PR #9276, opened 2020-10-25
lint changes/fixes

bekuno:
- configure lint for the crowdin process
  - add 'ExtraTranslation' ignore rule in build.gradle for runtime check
====
TASK TO CARRY OUT:
Would you set down every record again, exactly as it appears above?

REPLY TO THE TASK:
PR #9276, opened 2020-10-25
lint changes/fixes

bekuno:
- configure lint for the crowdin process
  - add 'ExtraTranslation' ignore rule in build.gradle for runtime check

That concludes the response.